■ Problem to work on ■
Beginning with the line that holds "Increase the minimum transfer amount" in the data below, give again every line through the one that holds "validate_account_name( to );", exactly as written.
Data under study: Begin
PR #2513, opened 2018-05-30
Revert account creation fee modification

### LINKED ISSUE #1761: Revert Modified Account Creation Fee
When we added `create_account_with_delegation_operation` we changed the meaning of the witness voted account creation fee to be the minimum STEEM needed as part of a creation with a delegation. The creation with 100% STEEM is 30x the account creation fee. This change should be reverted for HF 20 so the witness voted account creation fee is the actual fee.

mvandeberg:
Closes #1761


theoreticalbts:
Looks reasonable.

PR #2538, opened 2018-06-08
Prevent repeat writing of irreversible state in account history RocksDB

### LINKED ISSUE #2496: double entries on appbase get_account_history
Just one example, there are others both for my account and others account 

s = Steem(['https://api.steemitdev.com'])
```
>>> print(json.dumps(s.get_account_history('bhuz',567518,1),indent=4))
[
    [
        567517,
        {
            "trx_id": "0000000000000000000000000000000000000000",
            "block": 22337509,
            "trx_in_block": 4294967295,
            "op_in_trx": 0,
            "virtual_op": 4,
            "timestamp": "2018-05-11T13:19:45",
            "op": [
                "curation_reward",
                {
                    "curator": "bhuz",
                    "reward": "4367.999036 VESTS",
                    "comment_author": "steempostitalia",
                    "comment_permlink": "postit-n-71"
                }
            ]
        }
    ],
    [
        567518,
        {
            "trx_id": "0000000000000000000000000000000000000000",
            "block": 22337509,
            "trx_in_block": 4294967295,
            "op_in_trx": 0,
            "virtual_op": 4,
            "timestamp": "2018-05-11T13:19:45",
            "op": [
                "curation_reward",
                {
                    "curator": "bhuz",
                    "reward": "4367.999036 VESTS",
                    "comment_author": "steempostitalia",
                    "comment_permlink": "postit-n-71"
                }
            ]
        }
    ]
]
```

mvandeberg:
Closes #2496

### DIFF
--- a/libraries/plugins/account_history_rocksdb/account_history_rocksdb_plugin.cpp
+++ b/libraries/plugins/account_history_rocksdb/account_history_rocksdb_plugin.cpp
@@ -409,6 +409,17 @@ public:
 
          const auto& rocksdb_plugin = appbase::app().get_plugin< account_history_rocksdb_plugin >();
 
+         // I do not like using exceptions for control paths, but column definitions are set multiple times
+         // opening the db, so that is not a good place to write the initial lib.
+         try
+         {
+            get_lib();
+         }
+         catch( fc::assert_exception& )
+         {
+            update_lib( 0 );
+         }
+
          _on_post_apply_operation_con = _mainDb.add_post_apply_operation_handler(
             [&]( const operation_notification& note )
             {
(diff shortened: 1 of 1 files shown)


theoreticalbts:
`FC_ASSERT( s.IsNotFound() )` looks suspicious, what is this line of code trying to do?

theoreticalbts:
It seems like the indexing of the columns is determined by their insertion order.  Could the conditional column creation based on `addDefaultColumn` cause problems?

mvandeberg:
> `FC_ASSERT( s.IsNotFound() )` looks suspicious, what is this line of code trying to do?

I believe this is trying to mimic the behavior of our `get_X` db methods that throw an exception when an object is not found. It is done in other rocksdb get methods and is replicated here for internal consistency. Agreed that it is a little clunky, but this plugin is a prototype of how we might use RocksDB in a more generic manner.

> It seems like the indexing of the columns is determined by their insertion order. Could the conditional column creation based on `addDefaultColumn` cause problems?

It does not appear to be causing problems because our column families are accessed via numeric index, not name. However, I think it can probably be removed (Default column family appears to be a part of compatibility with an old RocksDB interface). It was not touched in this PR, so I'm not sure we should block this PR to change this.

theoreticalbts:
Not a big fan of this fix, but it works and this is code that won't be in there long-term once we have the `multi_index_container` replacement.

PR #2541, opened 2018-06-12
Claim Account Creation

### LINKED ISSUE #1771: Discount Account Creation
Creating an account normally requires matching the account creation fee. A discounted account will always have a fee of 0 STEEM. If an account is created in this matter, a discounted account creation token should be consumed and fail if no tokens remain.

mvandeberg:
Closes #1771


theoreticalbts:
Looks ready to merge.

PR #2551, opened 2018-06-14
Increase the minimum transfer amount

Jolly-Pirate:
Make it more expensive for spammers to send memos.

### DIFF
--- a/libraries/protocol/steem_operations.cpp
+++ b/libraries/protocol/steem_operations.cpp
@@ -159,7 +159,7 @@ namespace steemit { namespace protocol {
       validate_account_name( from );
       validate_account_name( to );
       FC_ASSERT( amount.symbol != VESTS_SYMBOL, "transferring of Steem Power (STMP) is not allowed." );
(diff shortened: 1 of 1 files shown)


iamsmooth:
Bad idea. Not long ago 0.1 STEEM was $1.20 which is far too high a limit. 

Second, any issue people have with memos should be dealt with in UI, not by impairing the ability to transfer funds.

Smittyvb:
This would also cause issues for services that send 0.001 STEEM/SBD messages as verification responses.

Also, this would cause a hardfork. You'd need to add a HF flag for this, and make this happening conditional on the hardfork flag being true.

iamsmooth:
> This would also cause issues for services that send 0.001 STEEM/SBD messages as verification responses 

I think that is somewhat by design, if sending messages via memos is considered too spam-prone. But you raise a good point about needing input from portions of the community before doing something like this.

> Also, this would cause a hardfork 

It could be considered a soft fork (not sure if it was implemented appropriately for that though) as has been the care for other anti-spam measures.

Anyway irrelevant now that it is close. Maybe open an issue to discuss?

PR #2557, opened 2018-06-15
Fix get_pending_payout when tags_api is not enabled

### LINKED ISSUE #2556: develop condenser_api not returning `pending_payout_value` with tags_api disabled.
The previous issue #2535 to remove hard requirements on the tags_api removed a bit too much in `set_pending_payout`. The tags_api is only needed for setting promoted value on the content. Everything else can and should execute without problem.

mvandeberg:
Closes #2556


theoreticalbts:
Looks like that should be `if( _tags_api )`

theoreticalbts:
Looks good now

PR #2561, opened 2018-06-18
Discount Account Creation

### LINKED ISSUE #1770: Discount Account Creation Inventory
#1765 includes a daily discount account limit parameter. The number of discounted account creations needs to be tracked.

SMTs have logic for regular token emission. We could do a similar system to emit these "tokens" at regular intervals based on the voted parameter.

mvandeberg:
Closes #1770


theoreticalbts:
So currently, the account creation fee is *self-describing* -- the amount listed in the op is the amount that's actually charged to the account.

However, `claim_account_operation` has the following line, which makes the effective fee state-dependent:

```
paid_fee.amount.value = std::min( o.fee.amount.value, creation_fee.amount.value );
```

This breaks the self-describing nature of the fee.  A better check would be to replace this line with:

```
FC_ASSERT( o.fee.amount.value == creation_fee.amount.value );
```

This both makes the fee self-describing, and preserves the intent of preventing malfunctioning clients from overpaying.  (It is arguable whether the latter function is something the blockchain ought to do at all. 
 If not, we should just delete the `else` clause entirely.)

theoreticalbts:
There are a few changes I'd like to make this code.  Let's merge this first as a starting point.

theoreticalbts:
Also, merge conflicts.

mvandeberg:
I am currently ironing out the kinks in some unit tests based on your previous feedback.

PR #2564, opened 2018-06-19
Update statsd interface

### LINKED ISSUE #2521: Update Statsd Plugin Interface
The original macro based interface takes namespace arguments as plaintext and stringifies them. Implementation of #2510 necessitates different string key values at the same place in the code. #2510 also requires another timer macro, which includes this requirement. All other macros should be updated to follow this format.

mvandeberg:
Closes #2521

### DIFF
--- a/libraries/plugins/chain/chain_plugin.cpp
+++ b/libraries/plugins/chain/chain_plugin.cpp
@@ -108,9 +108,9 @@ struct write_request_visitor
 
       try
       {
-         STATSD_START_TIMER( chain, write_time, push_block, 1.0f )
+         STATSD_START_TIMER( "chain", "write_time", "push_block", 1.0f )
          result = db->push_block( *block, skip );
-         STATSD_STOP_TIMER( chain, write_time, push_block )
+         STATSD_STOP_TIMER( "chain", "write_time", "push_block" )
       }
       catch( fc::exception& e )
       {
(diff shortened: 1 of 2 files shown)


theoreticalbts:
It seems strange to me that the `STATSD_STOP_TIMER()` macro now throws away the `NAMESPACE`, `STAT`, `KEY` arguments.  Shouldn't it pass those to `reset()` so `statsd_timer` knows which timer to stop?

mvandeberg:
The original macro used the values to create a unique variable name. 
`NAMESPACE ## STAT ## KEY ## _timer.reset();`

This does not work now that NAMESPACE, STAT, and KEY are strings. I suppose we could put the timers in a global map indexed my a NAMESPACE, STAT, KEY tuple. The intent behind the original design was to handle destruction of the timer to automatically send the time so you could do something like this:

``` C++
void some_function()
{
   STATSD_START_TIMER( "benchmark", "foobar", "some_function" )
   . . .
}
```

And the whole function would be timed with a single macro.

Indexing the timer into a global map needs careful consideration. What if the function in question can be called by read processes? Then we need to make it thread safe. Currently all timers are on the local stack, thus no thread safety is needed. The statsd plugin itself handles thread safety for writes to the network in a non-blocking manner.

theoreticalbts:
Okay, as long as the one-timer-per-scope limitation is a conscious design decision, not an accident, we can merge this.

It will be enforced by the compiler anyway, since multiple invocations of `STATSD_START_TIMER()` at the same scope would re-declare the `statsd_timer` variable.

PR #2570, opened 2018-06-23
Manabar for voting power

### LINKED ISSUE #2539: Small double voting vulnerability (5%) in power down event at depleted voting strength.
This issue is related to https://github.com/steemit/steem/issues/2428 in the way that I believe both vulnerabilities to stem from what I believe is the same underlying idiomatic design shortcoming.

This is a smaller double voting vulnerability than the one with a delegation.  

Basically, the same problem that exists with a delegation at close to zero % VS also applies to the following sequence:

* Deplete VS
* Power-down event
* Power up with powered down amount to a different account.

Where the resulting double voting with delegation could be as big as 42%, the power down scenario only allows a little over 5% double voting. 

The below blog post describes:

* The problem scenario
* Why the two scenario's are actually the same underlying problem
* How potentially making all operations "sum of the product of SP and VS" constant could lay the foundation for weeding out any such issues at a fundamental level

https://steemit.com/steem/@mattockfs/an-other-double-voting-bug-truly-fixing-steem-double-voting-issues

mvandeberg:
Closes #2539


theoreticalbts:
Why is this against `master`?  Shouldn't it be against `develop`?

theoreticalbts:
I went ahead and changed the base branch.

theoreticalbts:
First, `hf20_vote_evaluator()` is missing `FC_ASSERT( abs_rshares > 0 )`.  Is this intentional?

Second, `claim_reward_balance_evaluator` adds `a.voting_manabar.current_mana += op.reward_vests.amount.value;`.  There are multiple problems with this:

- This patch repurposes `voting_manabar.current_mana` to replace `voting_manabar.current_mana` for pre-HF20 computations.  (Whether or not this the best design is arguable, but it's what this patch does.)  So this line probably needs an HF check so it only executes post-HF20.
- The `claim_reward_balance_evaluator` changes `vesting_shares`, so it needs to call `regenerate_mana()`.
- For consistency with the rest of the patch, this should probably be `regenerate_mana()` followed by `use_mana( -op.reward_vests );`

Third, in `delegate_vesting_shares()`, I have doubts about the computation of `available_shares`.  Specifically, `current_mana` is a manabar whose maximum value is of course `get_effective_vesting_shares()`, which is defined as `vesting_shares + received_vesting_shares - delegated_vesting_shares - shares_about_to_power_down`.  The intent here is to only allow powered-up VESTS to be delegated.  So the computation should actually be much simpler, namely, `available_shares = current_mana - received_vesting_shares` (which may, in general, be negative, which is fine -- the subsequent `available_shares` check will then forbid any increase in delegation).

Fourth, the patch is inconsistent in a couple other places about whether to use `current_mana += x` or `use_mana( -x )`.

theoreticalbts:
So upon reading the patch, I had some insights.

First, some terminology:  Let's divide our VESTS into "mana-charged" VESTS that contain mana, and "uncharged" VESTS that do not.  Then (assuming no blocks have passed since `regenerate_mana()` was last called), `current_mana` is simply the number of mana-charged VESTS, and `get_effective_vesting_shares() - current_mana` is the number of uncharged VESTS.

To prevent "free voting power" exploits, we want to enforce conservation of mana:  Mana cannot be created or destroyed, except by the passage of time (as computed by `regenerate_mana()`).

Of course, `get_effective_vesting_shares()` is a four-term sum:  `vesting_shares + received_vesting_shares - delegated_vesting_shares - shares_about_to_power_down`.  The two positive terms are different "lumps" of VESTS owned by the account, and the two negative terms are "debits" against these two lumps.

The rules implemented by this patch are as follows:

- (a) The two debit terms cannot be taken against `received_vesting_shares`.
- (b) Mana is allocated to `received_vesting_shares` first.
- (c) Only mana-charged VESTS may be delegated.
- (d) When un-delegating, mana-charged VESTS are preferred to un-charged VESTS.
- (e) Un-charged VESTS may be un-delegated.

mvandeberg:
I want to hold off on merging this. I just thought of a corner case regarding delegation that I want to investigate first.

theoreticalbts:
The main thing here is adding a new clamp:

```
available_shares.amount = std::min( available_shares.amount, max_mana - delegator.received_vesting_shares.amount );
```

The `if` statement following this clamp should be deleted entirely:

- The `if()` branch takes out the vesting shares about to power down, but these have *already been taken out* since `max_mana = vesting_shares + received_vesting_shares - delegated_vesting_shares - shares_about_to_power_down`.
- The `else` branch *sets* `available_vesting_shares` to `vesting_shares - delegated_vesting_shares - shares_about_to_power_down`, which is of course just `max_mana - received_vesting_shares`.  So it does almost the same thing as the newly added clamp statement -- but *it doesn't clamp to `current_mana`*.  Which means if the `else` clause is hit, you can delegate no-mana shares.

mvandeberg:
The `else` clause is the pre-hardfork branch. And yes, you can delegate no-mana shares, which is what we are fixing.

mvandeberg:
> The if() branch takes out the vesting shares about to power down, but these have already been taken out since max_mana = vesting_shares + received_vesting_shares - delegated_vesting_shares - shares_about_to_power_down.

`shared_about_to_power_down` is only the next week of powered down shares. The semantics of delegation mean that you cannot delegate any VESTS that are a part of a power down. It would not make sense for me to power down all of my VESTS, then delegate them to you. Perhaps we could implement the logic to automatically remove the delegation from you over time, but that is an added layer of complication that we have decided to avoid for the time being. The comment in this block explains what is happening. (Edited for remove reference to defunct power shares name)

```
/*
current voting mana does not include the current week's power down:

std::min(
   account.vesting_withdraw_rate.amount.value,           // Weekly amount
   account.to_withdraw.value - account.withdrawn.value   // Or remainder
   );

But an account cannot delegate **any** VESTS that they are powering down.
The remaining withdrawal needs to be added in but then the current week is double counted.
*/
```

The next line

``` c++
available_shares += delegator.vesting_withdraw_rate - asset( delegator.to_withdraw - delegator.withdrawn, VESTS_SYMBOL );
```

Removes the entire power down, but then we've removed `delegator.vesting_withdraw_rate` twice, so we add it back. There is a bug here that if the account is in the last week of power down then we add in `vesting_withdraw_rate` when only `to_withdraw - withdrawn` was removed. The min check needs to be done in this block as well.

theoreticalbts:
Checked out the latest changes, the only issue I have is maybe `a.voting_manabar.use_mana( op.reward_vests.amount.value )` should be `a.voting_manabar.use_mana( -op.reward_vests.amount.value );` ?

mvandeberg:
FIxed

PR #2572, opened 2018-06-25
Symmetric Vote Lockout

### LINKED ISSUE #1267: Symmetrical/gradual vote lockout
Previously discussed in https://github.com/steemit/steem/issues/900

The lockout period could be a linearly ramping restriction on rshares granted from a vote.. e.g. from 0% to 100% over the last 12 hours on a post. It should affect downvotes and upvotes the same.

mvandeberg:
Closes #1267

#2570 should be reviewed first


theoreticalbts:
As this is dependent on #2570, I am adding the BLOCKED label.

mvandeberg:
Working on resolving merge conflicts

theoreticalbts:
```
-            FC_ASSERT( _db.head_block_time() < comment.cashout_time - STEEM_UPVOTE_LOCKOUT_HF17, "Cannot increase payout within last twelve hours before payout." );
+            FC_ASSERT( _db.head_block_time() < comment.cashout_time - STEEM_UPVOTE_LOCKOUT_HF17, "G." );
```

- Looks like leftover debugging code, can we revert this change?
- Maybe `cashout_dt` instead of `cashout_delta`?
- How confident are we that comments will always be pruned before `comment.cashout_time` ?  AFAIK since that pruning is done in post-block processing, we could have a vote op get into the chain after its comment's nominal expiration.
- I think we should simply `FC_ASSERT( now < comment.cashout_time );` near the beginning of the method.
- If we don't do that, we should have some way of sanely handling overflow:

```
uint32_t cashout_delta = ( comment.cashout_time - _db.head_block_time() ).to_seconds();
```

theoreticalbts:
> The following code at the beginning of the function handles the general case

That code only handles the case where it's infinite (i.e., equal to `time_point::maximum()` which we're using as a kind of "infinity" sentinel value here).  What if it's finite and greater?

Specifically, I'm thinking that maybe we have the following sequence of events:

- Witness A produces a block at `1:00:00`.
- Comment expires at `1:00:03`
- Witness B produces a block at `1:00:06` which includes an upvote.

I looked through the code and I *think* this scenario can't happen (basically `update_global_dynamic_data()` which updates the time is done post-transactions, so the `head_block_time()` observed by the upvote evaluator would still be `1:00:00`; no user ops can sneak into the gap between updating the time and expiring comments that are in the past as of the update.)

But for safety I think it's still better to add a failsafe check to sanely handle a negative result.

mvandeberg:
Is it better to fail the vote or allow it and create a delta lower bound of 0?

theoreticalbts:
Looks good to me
Data under study: End
■ Written response ■
Increase the minimum transfer amount

Jolly-Pirate:
Make it more expensive for spammers to send memos.

### DIFF
--- a/libraries/protocol/steem_operations.cpp
+++ b/libraries/protocol/steem_operations.cpp
@@ -159,7 +159,7 @@ namespace steemit { namespace protocol {
       validate_account_name( from );
       validate_account_name( to );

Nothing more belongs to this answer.